Ich habe es auch mit anderen Scripten versucht, kommt genau das gleiche raus  :Sad: 

----------

## ttaw

ich habe jetzt mal mod_perl nebst apache2.0.45 von gentoo installiert.

Nachdem ich die Fehler wie in den englischen Foren beschrieben ausgemerzt habe bin ich genauso weit wir vorher.

Apache startet und läuft ohne Fehlermeldung, die Module werden geladen...

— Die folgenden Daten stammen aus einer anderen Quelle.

PR #215, opened 2023-09-11
Use const PCHAR so C++ compilers won't complain about passing string constants

daveisfera:
C++ compilers complain about passing string constants to PCHAR so this adds `const` to those so the use of the value is explicit and avoids those issues

### DIFF
--- a/src/common/include/com/amazonaws/kinesis/video/common/PlatformUtils.h
+++ b/src/common/include/com/amazonaws/kinesis/video/common/PlatformUtils.h
@@ -22,12 +22,12 @@ extern "C" {
 #endif
 
 // Log print function definition
-typedef VOID (*logPrintFunc)(UINT32, PCHAR, PCHAR, ...);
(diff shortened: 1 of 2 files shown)


disa6302 (commented):
Thank you for the PR! Could you direct this to develop so that I can merge it in?

daveisfera:
Done

disa6302:
Thanks @daveisfera . I am seeing your PR is failing clang format check. 
Can you clang format the code and push a new commit? 
You need to run this from the SDK root directory:

`./scripts/check-clang.sh` : This will give details on the affected files. 
`./scripts/clang-format.sh -f <file-name-with-path`: The file name would be the one that got returned from the previous command.

disa6302 (dismissed):

daveisfera:
I ran the check and none of the fixes I'm seeing are related to this PR

disa6302 (approved):

PR #220, opened 2023-09-19
Add stream state machine iterator

stefankiesz:
## Overview
Removes the possibility of segfault errors occurring from stack overflows caused by recursive `stepStateMachine()` calls made internally by the stream pointer functions passed as `executeStateFn` to the stream state machine. Implements the following changes:

- Iterating function `iterateStreamStateMachine()` added to the **StreamState** file
- Boolean member `keepIteratingStateMachine` added to the **KinesisVideoStream** struct to track when to keep calling `stepStateMachine()`
- All `stepStateMachine()` calls removed from `executeStateFn` functions
- `iterateStreamStateMachine()` makes `stepStateMachine()` calls as needed based on how was done in the `executeStateFn` functions
- All `stepStateMachine()` calls upon the stream state machine that are outside of `iterateStreamStateMachine()` replaced by `iterateStreamStateMachine()` calls

The functionality of the internal stepping of the state machine remains similar to the existing functionality, but the `executeStateFn` functions now set the `keepIteratingStateMachine` member to TRUE rather than calling `stepStateMachine()`.

### Stream State Behavior for Reference
- **1** state that _always_ internally calls `stepStateMachine()`: NEW
- **2** states that _sometimes_ internally call `stepStateMachine()`: READY, STOPPED
- **7** states that _never_ internally call `stepStateMachine()`: DESCRIBE, CREATE, TAG_STREAM, GET_ENDPOINT, GET_TOKEN, PUT_STREAM, STREAMING

## Testing
To test these changes' success in preventing the state transition segfaults, the state machine was forced into an endless loop by commenting out the following line in `fromNewStreamState()`:
```
state = STREAM_STATE_DESCRIBE;
```
The state machine would then endlessly transition from and to STREAM_STATE_NEW.

Without the iterator, this almost immediately caused a segfault, not even reaching 40,000 recursive calls:
Screenshot 2023-09-19 at 2 59 36 PM

Using the iterator, the sate machine continues to transition, reaching over 4 million iterations in ~1min:
Screenshot 2023-09-19 at 2 46 56 PM

<br>
<br>

### DIFF
--- a/src/client/src/StreamState.c
+++ b/src/client/src/StreamState.c
@@ -50,7 +50,7 @@ STATUS iterateStreamStateMachine(PKinesisVideoStream pKinesisVideoStream)
     PStateMachine pStateMachine = NULL;
 
     CHK(pKinesisVideoStream != NULL, STATUS_NULL_ARG);
-    
+
     pStateMachine = pKinesisVideoStream->base.pStateMachine;
     CHK(pStateMachine != NULL, STATUS_NULL_ARG);
 
--- a/src/client/src/StreamState.c
+++ b/src/client/src/StreamState.c
@@ -56,7 +56,7 @@ STATUS iterateStreamStateMachine(PKinesisVideoStream pKinesisVideoStream)
     do {
         pKinesisVideoStream->keepIteratingStateMachine = FALSE;
         CHK_STATUS(stepStateMachine(pStateMachine));
-        CHK(pKinesisVideoStream != NULL && pStateMachine != NULL, STATUS_NULL_ARG);
+        CHK(pKinesisVideoStream != NULL, STATUS_NULL_ARG);
     } while (pKinesisVideoStream->keepIteratingStateMachine);
 
 CleanUp:
--- a/src/client/src/StreamState.c
+++ b/src/client/src/StreamState.c
@@ -50,9 +50,9 @@ STATUS iterateStreamStateMachine(PKinesisVideoStream pKinesisVideoStream)
     PStateMachine pStateMachine = pKinesisVideoStream->base.pStateMachine;
 
     do {
-        pKinesisVideoStream->keepIterating = FALSE;
+        pKinesisVideoStream->keepIteratingStateMachine = FALSE;
         CHK_STATUS(stepStateMachine(pStateMachine));
-    } while (pKinesisVideoStream->keepIterating);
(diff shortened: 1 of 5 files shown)


src/state/src/State.c
```diff
@@ -161,7 +161,7 @@ STATUS stepStateMachine(PStateMachine pStateMachine)
 
     // Check if we are changing the state
     if (pState->state != pStateMachineImpl->context.pCurrentState->state) {
-        // Since we're transitioning to a different state from this state, reset the local state retry count to0
+        // Since we're transitioning to a different state from this state, reset the local state retry count to 0
```
sirknightj, line 164: Nice

src/client/src/StreamState.c
```diff
@@ -39,6 +39,27 @@ StateMachineState STREAM_STATE_MACHINE_STATES[] = {
...
 
+///////////////////////////////////////////////////////////////////////////
+// State machine transition iterator
+///////////////////////////////////////////////////////////////////////////
+
+STATUS iterateStreamStateMachine(PKinesisVideoStream pKinesisVideoStream)
+{
+    ENTERS();
+    STATUS retStatus = STATUS_SUCCESS;
+    PStateMachine pStateMachine = pKinesisVideoStream->base.pStateMachine;
```
jdelapla, line 50: Add null checks for all pointers used in this function.

jdelapla (changes requested):

src/client/src/StreamState.c
stefankiesz: Added!

jdelapla (approved):

hassanctech (changes requested):
Before we can merge this PR, I would like to request can you please create a PR in producer C against master / latest release, update the PIC git hash to the one from this PR, so the CI can run in Producer C and we make sure they are all passing with this version of PIC.  The Producer C CI tests are a much better indicator of whether all the state transitions are working properly than the tests inside PIC itself.  It has happened in the past we have made changes at this layer and not known we messed stuff up until we ran producer c which has a lot more coverage.

hassanctech (dismissed):

jdelapla (approved):

jdelapla (changes requested):

jdelapla (approved):

PR #229, opened 2023-12-08
Update CommonDefs.h

hassanctech:
*Issue #, if available:* N/A

*Description of changes:*
The way the PIC layer decides whether a platform is 64 or 32 bit is by examining some pre-defined compiler macros.  For 64 bad sadly we had a big miss that arm64 was entirely omitted, i.e. `__aarch64__` as specified here:  https://sourceforge.net/p/predef/wiki/Architectures/

This is pretty bad because this maps our SIZE_T macro to a 32 bit value instead of 64 bit as the native `size_t` on the platform.  This PR resolves that issue.


disa6302 (approved):
Awesome!

PR #230, opened 2023-12-08
Fix 32 bit crash issue

hassanctech:
*Issue #, if available:*

*Description of changes:*
In `threadpoolFree` there is a call made to `stackQueueIteratorGetItem` which pass the address of a pointer, but the API expected and returns a UINT64 in this field, this will cause a crash on 32 bit platforms.  For reference similar issue's have been fixed and proper usage can be found elsewhere in PIC:  https://github.com/awslabs/amazon-kinesis-video-streams-pic/blob/57637ea593f4b43c509413a44d993ed08d7f2616/src/client/src/Stream.c#L2059-L2062

I've modified this to follow the same pattern.  The CHK for NULL was missing as well if it's null we will seg fault when we try to access `item->dataMutex`.

### DIFF
--- a/src/utils/src/Threadpool.c
+++ b/src/utils/src/Threadpool.c
@@ -291,7 +291,8 @@ STATUS threadpoolFree(PThreadpool pThreadpool)
     STATUS retStatus = STATUS_SUCCESS;
     StackQueueIterator iterator;
     PThreadData item = NULL;
-    BOOL finished = FALSE, taskQueueEmpty = FALSE;
+    UINT64 data;
+    BOOL finished = FALSE, taskQueueEmpty = FALSE, listMutedLocked = FALSE;
     CHK(pThreadpool != NULL, STATUS_NULL_ARG);
 
     // Threads are not forced to finish their tasks. If the user has assigned
@@ -311,6 +312,7 @@ STATUS threadpoolFree(PThreadpool pThreadpool)
     while (!finished) {
         // lock list mutex
         MUTEX_LOCK(pThreadpool->listMutex);
+        listMutedLocked = TRUE;
 
         do {
             // iterate on list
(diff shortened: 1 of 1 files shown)


src/utils/src/Threadpool.c
```diff
@@ -319,15 +321,18 @@ STATUS threadpoolFree(PThreadpool pThreadpool)
                 finished = TRUE;
                 break;
             }
-            retStatus = stackQueueIteratorGetItem(iterator, &item);
+
+            CHK_STATUS(stackQueueIteratorGetItem(iterator, &data));
+            item = (PThreadData) data;
+            CHK(item != NULL, STATUS_INTERNAL_ERROR);
```
jdelapla, line 327: If the iterator is still valid, this means it may not be the last item in the thread list. We would need to handle all other items before exiting this loop, or the corresponding threads will not terminate gracefully.

jdelapla (changes requested):

src/utils/src/Threadpool.c
hassanctech: The paradigm currently employed is the following sequence of calls in a loop:
```
stackQueueGetIterator(pThreadpool->threadList, &iterator);
stackQueueIteratorGetItem(iterator, &data)
stackQueueRemoveItem(pThreadpool->threadList, data)
```

In order for the iterator to actually iterate we need to remove the item.  However the removal happens under the `item->dataMutex` lock... but this is the very thing that will crash if `item` is `NULL`.  Are you saying that it's actually possible for there to be `PThreadData` on the stack/queue with value of `NULL` and they need to be discarded and we need to keep iterating? 

If I understood correctly then I suppose that is possible by checking if item is NULL instead of returning a status null error we just remove the NULL item and keep going, without attempting to acquire the mutex or setting the terminate flag (since there is no actual item object available).  

Ideally it should not be possible to have `NULL` items on this stackQueue, but I'm not sure if that was part of your design for the threadpool?

hassanctech: Looking at this block it looks like it is not possible to ever have a NULL (0) item as a data in this queue:

```
    data->dataMutex = MUTEX_CREATE(FALSE);
    data->pThreadpool = pThreadpool;
    ATOMIC_STORE_BOOL(&data->terminate, FALSE);

    CHK_STATUS(stackQueueEnqueue(pThreadpool->threadList, (UINT64) data));
```

But if we did have `NULL` somehow that would imply some of corruption and in that case returning an internal failure seems appropriate.  Alternatively we could "remove" the `NULL` items and keep going as suggested earlier?    

The only way the `stackQueueIteratorGetItem(iterator, &data)` can error out is if the iterator itself is `NULL` in which case it is not valid and terminating is the correct thing to do.  Or if `&data` is `NULL` which is impossible.

jdelapla: It shouldn't be possible for item to be NULL unless something has gone wrong with the stackqueue. However since we're checking for it we should fully handle the use case.

If for whatever reason the item is null, but the iterator is still valid from the earlier check then we need to remove the item OR call `stackQueueIteratorNext()` until we've fully gone through the list.

It's not important that the item mutex be locked when removing it from the stack queue if the item itself is NULL.

hassanctech: Sure.  Previously before adding the check it would have crashed, now I've modified it to remove the NULL item and keep iterating. I added a WARN level log message if it is actually ever NULL since as you said that should not be possible.

PR #140, opened 2020-09-21
[RAPTOR-3503] pytorch template and handling updates

jlpolit:

## Summary

Pytorch template didn't have preprocessing to handle non-numeric data, so it was failing on 10k diabetes (and others). This PR adds processing to identify and keep only numeric data (further processing can be included at a future time to actually use text/categorical data for features) and functional tests for the pytorch template on 10k diabetes. 

It also adds 10k diabetes to the repo as a test dataset; expect some follow-up PRs to test a wider array of the current templates against this data, and possibly a more general set of "diversity" checks against a large number of small but varied datasets (i.e. ~100 randomly sampled rows from a yaml of commonly MBTested datasets).


custom_model_runner/datarobot_drum/drum/artifact_predictors/torch_predictor.py
```diff
@@ -66,7 +66,11 @@ def predict(self, data, model, **kwargs):
         # done in the base class
         super(PyTorchPredictor, self).predict(data, model, **kwargs)
 
-        data = Variable(torch.from_numpy(data.values).type(torch.FloatTensor))
+        data = Variable(
```
jlpolit, line 69: This isn't a deal breaker to include, but is probably nice to have if we want to allow users flexibility in what format they pass their data in after preprocessing. Currently we're assuming it will reach pytorch as a dataframe, but if tools like sklearn are used as part of the preprocessing flow this is not guaranteed to be the case.

model_templates/training/python3_pytorch/custom.py
```diff
@@ -47,15 +48,42 @@ def fit(
...
+    model: object, the deserialized model
+
+    Returns
+    -------
+    pd.DataFrame
+    """
+    # Execute any steps you need to do before scoring
+    # Remove target columns if  they're in the dataset
+    preprocessor, cols = build_preprocessor(data)
+    preprocessor.fit(data)
```
jmbannon, line 87: This doesn't seem right, the preprocessor shouldn't be rebuilt at transform time

jlpolit: oh good call - so we may need to wrap both the preprocessor and modeler in a separate (sklearn-style?) estimator object that we can pickle/unpickle as one unit...or, I guess, save two artifacts in fit and write another custom hook to unpack them?

jmbannon: An sklearn pipeline that contains all preprocessing and the estimator would be ideal

jlpolit: yeah- I'm not sure that there's a nice plug-and-play way to do that with pytorch

jmbannon: This has a good example: https://www.kaggle.com/graymant/pytorch-regression-with-sklearn-pipelines
Have to extend the sklearn BaseEstimator class

jlpolit: ....I'm going to punt on this task (making a new ticket to figure out a good framework for this) and just put in a subset transformer to keep only numerical features for now. WIP of the sklearn estimator is [here](https://github.com/datarobot/datarobot-user-models/tree/jlpolit/pytorch-sklearn-estimator-wip) but it still needs some work

meltzg (approved):

4dahalibut (approved):

datarobot-jarvis:
:dollar: Total cost of executing tests in Jenkins: $**3.55** USD.

PR #141, opened 2020-09-21
[RAPTOR-3555] init monitoring arguments in modes that implicitly use them

yakov-g:

## Summary
Monitoring arguments assignment should be available only for score and server modes.
But initialize those arguments to False/None, if they are needed for fit or other modes.


liororama (approved):

meltzg (approved):

datarobot-jarvis:
:dollar: Total cost of executing tests in Jenkins: $**2.25** USD.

Aber sobald ich irgend ein perl-script (.pl) in cgi-bin aufrufe kommt der 500er und im error.log steht das mit dem "Premature end of script headers".

Hat das denn niemand hier am Laufen?

LAMP ist einer der Hauptgründe warum ich Linux überhaupt installiere.

Wenn das mit Gentoo nicht ordentlich läuft wäre das sehr schade.

Greetz

  Torsten

----------

## A.Stranger

Hi,

vielleicht liegt der Fehler ja im Perl-Script? Poste das doch mal.

----------

## ttaw

 *A.Stranger wrote:*   

> Hi,
> 
> vielleicht liegt der Fehler ja im Perl-Script? Poste das doch mal.

 

Welches Script ich nehme ist eigentlich egal, ist bei allen so.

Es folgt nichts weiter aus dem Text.